Glutamate and NMDA induced calcium changes in hES cell-derived retinal neurons. (A) Oregon Green BAPTA-1 a.m. loading of the hES derived neurons. (B) The same cells at baseline using a rainbow LUT palette. (C) The same field of cells is shown immediately following application of 1 mM glutamate.
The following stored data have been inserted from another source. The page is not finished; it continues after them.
PR #6484, opened 2020-10-09
[Key Manager] Log the key manager config on startup for better observability.

JoshLind:
## Motivation

This PR updates the key manager to log its config on startup. In many cases, this is useful to provide better observability to parties who don't have access to the key manager deployment directly but do have access to the logs (e.g., the blockchain on-call who might help debug issues, or subject matter experts). 

Note: it seems this is already happening in most of the processes we spawn (e.g., safety rules, libra-node). It might make sense for this to be a requirement in general (just as long as we don't think anything sensitive will be logged -- but I'd think this is unlikely).

Yes.

## Test Plan

Running the key manager locally shows the config now being logged.

## Related PRs

None.

### DIFF
--- a/secure/key-manager/src/main.rs
+++ b/secure/key-manager/src/main.rs
@@ -51,6 +51,11 @@ fn main() {
 }
 
 fn create_and_execute_key_manager(key_manager_config: KeyManagerConfig) -> Result<(), Error> {
+    info!(
+        LogSchema::new(LogEntry::Initialized).event(LogEvent::Pending),
+        key_manager_config = key_manager_config
+    );
+
     let json_rpc_endpoint = key_manager_config.json_rpc_endpoint;
     let libra_interface = JsonRpcLibraInterface::new(json_rpc_endpoint.clone());
     let storage: Storage = (&key_manager_config.secure_backend)
@@ -71,5 +76,6 @@ fn create_and_execute_key_manager(key_manager_config: KeyManagerConfig) -> Resul
     info!(LogSchema::new(LogEntry::Initialized)
         .event(LogEvent::Success)
         .json_rpc_endpoint(&json_rpc_endpoint));
+
     key_manager.execute()
 }


secure/key-manager/src/logging.rs
```diff
@@ -14,6 +15,8 @@ pub struct LogSchema<'a> {
     consensus_key: Option<&'a Ed25519PublicKey>,
     json_rpc_endpoint: Option<&'a str>,
     #[schema(display)]
+    key_manager_config: Option<&'a KeyManagerConfig>,
+    #[schema(display)]
```
gregnazario, line 19: You can save yourself the Display above, by doing `#[schema(debug)]`

secure/key-manager/src/main.rs
```diff
@@ -51,6 +51,10 @@ fn main() {
 }
 
 fn create_and_execute_key_manager(key_manager_config: KeyManagerConfig) -> Result<(), Error> {
+    info!(LogSchema::new(LogEntry::Initialized)
+        .event(LogEvent::Pending)
+        .key_manager_config(&key_manager_config));
```
gregnazario, line 56: I'm of the opinion to not stick it in the Schema struct since you're using it exactly once, but @bmwill might have a different opinion.  You could just do a  

```
info!(
  LogSchema(...).event(...),
  key_manager_config = ?key_manager_config
);
```

gregnazario (approved):
Just stylistic choices as comments, but you should probably just not implement display since it's just running the debug implementation.

secure/key-manager/src/logging.rs
JoshLind: Aah, nice! Didn't know we supported using the debug format. Let's go with that 😄

secure/key-manager/src/main.rs
JoshLind: Yeah, don't feel super strongly here either. I'll follow the pattern of avoiding a new schema struct because it requires less code.. Seems this is what LSR and LibraNode do anyway. 😄

JoshLind:
Thanks @gregnazario 😄 I'll wait now wait for the gatekeepers... 🚢

davidiw (approved):
Surprised we don't want to be consistent with how we are logging these, whether that means modifying the other two or having this one mimic their behavior.

JoshLind:
Thanks @davidiw! 😄 

/land

JoshLind:
> Surprised we don't want to be consistent with how we are logging these, whether that means modifying the other two or having this one mimic their behavior.

Yeah.. I don't have strong feelings here, but if we do settle on a standard, I'll happily follow along!

gregnazario:
> > Surprised we don't want to be consistent with how we are logging these, whether that means modifying the other two or having this one mimic their behavior.
> 
> Yeah.. I don't have strong feelings here, but if we do settle on a standard, I'll happily follow along!

I'm pretty sure I created the other two :D

PR #6485, opened 2020-10-10
[Smoke Tests] Various small clean ups to smoke tests

JoshLind:
## Motivation

This PR offers some clean ups and refactors to the smoke tests through several commits:
1. First, we move the "test_smoke_script" helper function into the client file and make it private. This avoids having it in the shared utils file. In addition, we remove the call to "test_smoke_script" from one of the fullnode tests, as the functionality being tested is redundant for this test.
2. Second, we go through all smoke tests to ensure that either only 1 or 3f+1 nodes are spawned.
3. Third, we clean up the client.rs file by renaming some tests and refactoring a few variables. (where f is the number of faulty or killed nodes in the test).
4. Finally, we go through all the tests and rename "swarm" to "env" (to prevent confusion between the smoke test environment and the various libra swarms that it contains), and "client_proxy" to "client".

(This PR takes us a few small steps towards having cleaner, less redundant and more helpful smoke tests).

Yes.

## Test Plan

All tests pass locally.

## Related PRs

None.

### DIFF
--- a/testsuite/smoke-test/src/client.rs
+++ b/testsuite/smoke-test/src/client.rs
@@ -15,21 +15,20 @@ use libra_types::{
 };
 
 #[test]
-fn smoke_test_single_node() {
-    let (_swarm, client_proxy) = setup_swarm_and_client_proxy(1, 0);
-    test_smoke_script(client_proxy);
+fn test_create_mint_transfer() {
+    let (_env, client) = setup_swarm_and_client_proxy(1, 0);
+    check_create_mint_transfer(client);
 }
 
 // Test if we commit not only user transactions but also block metadata transactions,
 // assert committed version > # of user transactions
 #[test]
-fn smoke_test_single_node_block_metadata() {
-    let (swarm, mut client_proxy) = setup_swarm_and_client_proxy(1, 0);
-    // just need an address to get the latest version
+fn test_create_mint_transfer_block_metadata() {
+    let (env, mut client) = setup_swarm_and_client_proxy(1, 0);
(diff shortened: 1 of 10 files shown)


testsuite/smoke-test/src/client.rs
```diff
@@ -14,27 +15,20 @@ use libra_types::{
...
-    // just need an address to get the latest version
+fn test_create_mint_transfer_block_metadata() {
+    let (env, mut client) = setup_swarm_and_client_proxy(1, 0);
+    check_create_mint_transfer(env.get_validator_client(0, None));
+
     let address = AccountAddress::from_hex_literal("0xA550C18").unwrap();
-    // this script does 4 transactions
-    test_smoke_script(swarm.get_validator_client(0, None));
-    let (_account, version) = client_proxy
+    let (_account, version) = client
```
davidiw, line 31: but now you have a magic 4 for version below....

davidiw: frankly I don't see thae value of that check below (40-44) you would have failed in the function call, but if you're using this function call more than once, we should just kill this test.

davidiw (approved):

testsuite/smoke-test/src/client.rs
JoshLind: Yeah... I felt the test was a bit unnecessary, too. What I've done is added the comment back into the test and merged the two overlapping smoke tests to avoid the redundancy.

JoshLind:
Thanks @davidiw!

/land

PR #6494, opened 2020-10-12
[state sync] fault injection

christinacelee:
# Motivation

Add fault injection for state sync

Needed to comment out json-rpc fault-injection in `fullnode.yaml`...
Also had to increase some health check intervals but not checking these changes in, just as FYI for future

Results for fault-injection for validator-only:
Experiment Result: all up : 717 TPS, 6344 ms latency, 18100 ms p99 latency, no expired txns

Results for fault-injection for validator and fullnode:
Experiment Result: all up : 716 TPS, 6309 ms latency, 19050 ms p99 latency, (!) expired 79 out of 172065 txns

### DIFF
--- a/Cargo.lock
+++ b/Cargo.lock
@@ -6115,6 +6115,7 @@ dependencies = [
  "executor",
  "executor-test-helpers",
  "executor-types",
+ "fail",
  "futures 0.3.6",
  "itertools 0.9.0",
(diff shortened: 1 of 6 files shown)


zekun000 (approved):

davidiw (approved):
/land

PR #6495, opened 2020-10-12
[mempool] fix counter for pending broadcasts

christinacelee:
## Motivation

fix counter for counting pending broadcasts to count number of outstanding batches instead of number of total broadcasts (the current way double-counts retried broadcasts)


davidiw (approved):
/land

PR #6497, opened 2020-10-12
[mempool] inject failure

christinacelee:
## Motivation

Fault injection for mempool

Result for benchmark with network send failure enabled (+ consensus + execution error): Experiment Result: all up : 726 TPS, 6255 ms latency, 9400 ms p99 latency, (!) expired 3 out of 174375 txns

For the other errors (Db error, vm validation error), cluster test benchmark doesn't run because mint txns fail to be committed) - this is expected in current CT setup since there is no retry functionality in CT client


zekun000 (approved):

dariorussi:
what is the error you are getting?
I run into the minting and non retry story for the VM fault injection too and we need to fix that or it would be difficult to play with fault injection well.
Please let us know about the error and we go from there

christinacelee:
ah yes should have provided more context!
so this PR adds 3 failpoints for mempool: network send error, DB read errors (vm_validator::get_account_sequence_number), and vm validation error. 

the cluster test benchmark experiment, iirc, runs by first submitting mint transactions, checking whether those mint transactions were committed, and then proceeds to submit p2p transactions. when I run the experiment with errors added with DB read error and vm validation error enabled in the corresponding config yaml files, it fails to get passed the minting phase - which is expected because the injected DB read and vm validation error would reject such transactions from mempool. In the current CT setup, the actor submitting such transactions only checks whether these transactions were committed and returns early from the experiment too soon. to me, this result is more of a symptom of how CT works (no resubmit functionality after tx is not committed)

I think for now this PR can add the failpoints and later enable them in the yaml file (currently i only enable the network send error which doesn't face this issue) once CT has better support for automatically retrying failed txns - but we can open this point up for discussion 😄 

cc @snakech for thoughts on the tx-emitter

testsuite/cluster-test/src/cluster_swarm/configs/validator.yaml
```diff
@@ -66,7 +66,8 @@ failpoints:
   executor::vm_execute_chunk: 1%return
   executor::commit_chunk: 1%return
   executor::vm_execute_block: 1%return
-  #executor::commit_blocks: 0.01%return
+  executor::commit_blocks: 0.01%return
```
dariorussi, line 69: should this be uncommented?

davidiw (approved):
approval based on @zekun000's approval

dariorussi (commented):
no more context needed but thanks! With my comment I was just confirming the issue you run into and saying we should fix that at some point, certainly not implying we should fix it in this PR. I adopted the same strategy of adding fail point and we will enable them at a later point. So all good here. 
There still seem to be error in testing (or similar) but I assume you will take care of that

testsuite/cluster-test/src/cluster_swarm/configs/validator.yaml
christinacelee: i'm not sure.. @lightmark

lightmark: let's chain our @... 
This line was intentional based on some injection glitches. @zekun000 solved?

christinacelee: the uncomment was accidental, left over from when i was playing around with it locally. will revert for now

zekun000: I think it caused the cluster test to fail because this panics the pod (with 1% maybe?)

snakech:
> ah yes should have provided more context!
> so this PR adds 3 failpoints for mempool: network send error, DB read errors (vm_validator::get_account_sequence_number), and vm validation error.
> 
> the cluster test benchmark experiment, iirc, runs by first submitting mint transactions, checking whether those mint transactions were committed, and then proceeds to submit p2p transactions. when I run the experiment with errors added with DB read error and vm validation error enabled in the corresponding config yaml files, it fails to get passed the minting phase - which is expected because the injected DB read and vm validation error would reject such transactions from mempool. In the current CT setup, the actor submitting such transactions only checks whether these transactions were committed and returns early from the experiment too soon. to me, this result is more of a symptom of how CT works (no resubmit functionality after tx is not committed)
> 
> I think for now this PR can add the failpoints and later enable them in the yaml file (currently i only enable the network send error which doesn't face this issue) once CT has better support for automatically retrying failed txns - but we can open this point up for discussion 😄
> 
> cc @snakech for thoughts on the tx-emitter

My I ask some clarification about resubmit? does it means a tx from same sender to receiver with same seq number?

christinacelee:
> My I ask some clarification about resubmit? does it means a tx from same sender to receiver with same seq number?

yes, so in the minting phase in the CT experiment flow, after the tx-emitter submits txns and checks whether they are committed or not, the experiment returns early. I think it'd be cool if there was a feature if a tx was not committed, the tx-emitter can try submitting that same txn again! this would help with testing resilience in vm-validation failures especially in CT

PR #6500, opened 2020-10-12
[libra framework] Add additional tests to get coverage back up

tzakian:
Adds a number of tests to increase testing coverage of the Libra Framework.

A couple small changes to comments in module documentation, but the compiled bytecode is unchanged.


dariorussi (approved):
good to go!

PR #6504, opened 2020-10-13
Add client side redirect from old rust crate docs

JoelMarcey:
Also, remove some unused config options and scripts

## Motivation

Arrows in A–C indicate a cell with large calcium transient after application. (D) The calcium change in the same cell expressed as a pseudoratio of fluorescence change expressed as a % ΔF/F₀ over time. (E) A similar calcium change in a cell stimulated with 1 mM NMDA in the presence of 1 mM glycine, again expressed as a pseudoratio of fluorescence change. In each case at least four different preparations were analyzed (n = 4). (F and G) Cells with neuronal morphology and expressing internexin (green) show punctuate labeling with synaptophysin (red) antibody, a protein expressed in synapses.

Fig. 4.

Explant coculture of hES-derived retinal progenitors with retinas of Aipl1^−/− GFP mice. (A) The mouse retina in green (GFP) with the outer nuclear layer missing (degenerated). Many of the hES cells express Pax6. (B) An enlarged view of boxed area in a. (C–F) Recoverin expression, a marker of photoreceptors, in the cocultures. (C) A merged view of D and E, where D is showing mouse cells expressing GFP and E shows recoverin expression in a number of hES cell-derived neurons. Some mouse bipolars show recoverin and GFP co-expression. (F) A higher magnification of the region identified by the arrow in C–E showing recoverin expressing hES cell-derived retinal neurons. (G) Confirmation of the identity of the recoverin (red) expressing cells in hES region using colabeling with human specific nuclear marker (blue). (H) Graph showing number of recoverin expressing hES cell-derived neurons per section (n = 3; mean ± SEM) from cocultures with wild-type mice expressing GFP and Aipl1^−/− GFP mice. (I) Transplanted human cells expressing rod photoreceptor marker, Rho-4D2. (J) Transplanted human cells expressing another rod photoreceptor specific marker, Nrl.